Every entry should be reproduced word for word.

=== Exercise input ===

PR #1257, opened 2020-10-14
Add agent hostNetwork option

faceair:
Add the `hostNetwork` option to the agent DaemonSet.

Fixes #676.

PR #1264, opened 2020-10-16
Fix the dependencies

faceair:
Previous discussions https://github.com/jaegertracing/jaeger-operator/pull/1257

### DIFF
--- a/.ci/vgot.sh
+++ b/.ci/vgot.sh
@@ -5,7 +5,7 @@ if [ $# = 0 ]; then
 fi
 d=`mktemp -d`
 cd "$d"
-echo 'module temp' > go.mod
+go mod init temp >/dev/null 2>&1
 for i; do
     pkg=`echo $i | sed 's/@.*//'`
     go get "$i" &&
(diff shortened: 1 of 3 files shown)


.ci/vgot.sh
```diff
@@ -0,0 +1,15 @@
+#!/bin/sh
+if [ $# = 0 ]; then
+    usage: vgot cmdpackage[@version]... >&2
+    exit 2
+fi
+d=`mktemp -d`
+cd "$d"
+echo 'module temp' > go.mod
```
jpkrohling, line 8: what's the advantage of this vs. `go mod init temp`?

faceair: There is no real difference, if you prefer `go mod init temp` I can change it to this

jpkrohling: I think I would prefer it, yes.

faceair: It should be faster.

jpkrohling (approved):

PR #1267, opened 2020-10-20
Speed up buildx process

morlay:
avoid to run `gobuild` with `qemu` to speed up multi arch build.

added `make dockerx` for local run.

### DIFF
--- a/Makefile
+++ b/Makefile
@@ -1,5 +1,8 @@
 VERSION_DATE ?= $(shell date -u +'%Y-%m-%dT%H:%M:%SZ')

===

Exercise result
PR #1257, opened 2020-10-14
Add agent hostNetwork option

faceair:
Add the `hostNetwork` option to the agent DaemonSet.

Fixes #676.

PR #1264, opened 2020-10-16
Fix the dependencies

faceair:
Previous discussions https://github.com/jaegertracing/jaeger-operator/pull/1257

### DIFF
--- a/.ci/vgot.sh
+++ b/.ci/vgot.sh
@@ -5,7 +5,7 @@ if [ $# = 0 ]; then
 fi
 d=`mktemp -d`
 cd "$d"
-echo 'module temp' > go.mod
+go mod init temp >/dev/null 2>&1
 for i; do
     pkg=`echo $i | sed 's/@.*//'`
     go get "$i" &&
(diff shortened: 1 of 3 files shown)


.ci/vgot.sh
```diff
@@ -0,0 +1,15 @@
+#!/bin/sh
+if [ $# = 0 ]; then
+    usage: vgot cmdpackage[@version]... >&2
+    exit 2
+fi
+d=`mktemp -d`
+cd "$d"
+echo 'module temp' > go.mod
```
jpkrohling, line 8: what's the advantage of this vs. `go mod init temp`?

faceair: There is no real difference, if you prefer `go mod init temp` I can change it to this

jpkrohling: I think I would prefer it, yes.

faceair: It should be faster.

jpkrohling (approved):

PR #1267, opened 2020-10-20
Speed up buildx process

morlay:
avoid to run `gobuild` with `qemu` to speed up multi arch build.

added `make dockerx` for local run.

### DIFF
--- a/Makefile
+++ b/Makefile
@@ -1,5 +1,8 @@
 VERSION_DATE ?= $(shell date -u +'%Y-%m-%dT%H:%M:%SZ')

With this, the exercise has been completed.